Stored data
=== Section Start ===
PR #1605, opened 2022-09-16
Fix issue with consumer version selector method being protected

stefano-lucka:
Hi,

We've encountered an issue where the consumer version selector method was not picked up by the PACT library and only the `main` branch was checked against without noticing. After investigating I found out that a developer wrote this code: 

```
abstract class AbstractPactTest : AbstractBaseIntegrationTest() {
   
    /* Subclasses may override */
    @PactBrokerConsumerVersionSelectors
    protected fun consumerVersionSelectors(): SelectorBuilder = SelectorBuilder().branch("feature/feat-3996")
```
It doesn't work because the documentation clearly states that the method must be public. However an Exception is supposed to be thrown in this case which is not. People are now wondering why the feat-3996 PACT is not found. I figured that the consumer version selector was not used only by enabling debug logging of the "apache wire" package. 

It would be extremely helpful to always log out the actual used consumer version selector in a human readable way as INFO maybe, so that such issues would come to surface right away.

The reason the IllegalStateException doesn't throw is this: 

`java.lang.Class.getMethods()` 

> Returns an array containing Method objects reflecting all the public methods of the class or interface represented by this Class object, including those declared by the class or interface and those inherited from superclasses and superinterfaces.

Since method is `protected`,  `testClass?.methods` does not return it and validation logic is skipped, because no method is found. 
One solution is to use `getDeclaredMethods()` instead, however this one doesn't check the class hierarchy, so one needs to iterate the hierarchy oneself, which I did now.

I wrote a couple of unit tests and as you can see wasn't really eager to set this up in a super clean way (one should probably use a ParameterizedTest for that..). 

Since this is my first real contribution I hope the CICD runs through. Off for the weekend for now :-)

### DIFF
--- a/provider/junit5spring/src/test/java/au/com/dius/pact/provider/spring/junit5/PactBrokerLoaderTest.java
+++ b/provider/junit5spring/src/test/java/au/com/dius/pact/provider/spring/junit5/PactBrokerLoaderTest.java
@@ -1,0 +1,76 @@
+package au.com.dius.pact.provider.spring.junit5;
+
+import org.junit.jupiter.api.Test;
+
+import au.com.dius.pact.provider.junitsupport.loader.PactBrokerConsumerVersionSelectors;
+import au.com.dius.pact.provider.junitsupport.loader.PactBrokerLoader;
+import au.com.dius.pact.provider.junitsupport.loader.SelectorBuilder;
+
+import static org.junit.jupiter.api.Assertions.assertNotNull;
+import static org.junit.jupiter.api.Assertions.assertThrows;
+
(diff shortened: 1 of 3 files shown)


rholshausen:
Thanks for the PR! There were a few issues, which I fixed, but FYI:

* Static code analysis did not like all the unused inner test classes, just required some suppression
* The check for the method on the companion object was inside the loop over the declared methods. I moved it out.
* By returning the method from the companion object, you can't invoke it as it needs to be invoked with the companion object instance. I refactored the method to return both the method and the associated class so we can check for the companion object.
=== Section End ===
Problem description
All of the data above is to be given again, word for word.

Result
PR #1605, opened 2022-09-16
Fix issue with consumer version selector method being protected

stefano-lucka:
Hi,

We've encountered an issue where the consumer version selector method was not picked up by the PACT library and only the `main` branch was checked against without noticing. After investigating I found out that a developer wrote this code: 

```
abstract class AbstractPactTest : AbstractBaseIntegrationTest() {
   
    /* Subclasses may override */
    @PactBrokerConsumerVersionSelectors
    protected fun consumerVersionSelectors(): SelectorBuilder = SelectorBuilder().branch("feature/feat-3996")
```
It doesn't work because the documentation clearly states that the method must be public. However an Exception is supposed to be thrown in this case which is not. People are now wondering why the feat-3996 PACT is not found. I figured that the consumer version selector was not used only by enabling debug logging of the "apache wire" package. 

It would be extremely helpful to always log out the actual used consumer version selector in a human readable way as INFO maybe, so that such issues would come to surface right away.

The reason the IllegalStateException doesn't throw is this: 

`java.lang.Class.getMethods()` 

> Returns an array containing Method objects reflecting all the public methods of the class or interface represented by this Class object, including those declared by the class or interface and those inherited from superclasses and superinterfaces.

Since method is `protected`,  `testClass?.methods` does not return it and validation logic is skipped, because no method is found. 
One solution is to use `getDeclaredMethods()` instead, however this one doesn't check the class hierarchy, so one needs to iterate the hierarchy oneself, which I did now.

I wrote a couple of unit tests and as you can see wasn't really eager to set this up in a super clean way (one should probably use a ParameterizedTest for that..). 

Since this is my first real contribution I hope the CICD runs through. Off for the weekend for now :-)

### DIFF
--- a/provider/junit5spring/src/test/java/au/com/dius/pact/provider/spring/junit5/PactBrokerLoaderTest.java
+++ b/provider/junit5spring/src/test/java/au/com/dius/pact/provider/spring/junit5/PactBrokerLoaderTest.java
@@ -1,0 +1,76 @@
+package au.com.dius.pact.provider.spring.junit5;
+
+import org.junit.jupiter.api.Test;
+
+import au.com.dius.pact.provider.junitsupport.loader.PactBrokerConsumerVersionSelectors;
+import au.com.dius.pact.provider.junitsupport.loader.PactBrokerLoader;
+import au.com.dius.pact.provider.junitsupport.loader.SelectorBuilder;
+
+import static org.junit.jupiter.api.Assertions.assertNotNull;
+import static org.junit.jupiter.api.Assertions.assertThrows;
+
(diff shortened: 1 of 3 files shown)


rholshausen:
Thanks for the PR! There were a few issues, which I fixed, but FYI:

* Static code analysis did not like all the unused inner test classes, just required some suppression
* The check for the method on the companion object was inside the loop over the declared methods. I moved it out.
* By returning the method from the companion object, you can't invoke it as it needs to be invoked with the companion object instance. I refactored the method to return both the method and the associated class so we can check for the companion object.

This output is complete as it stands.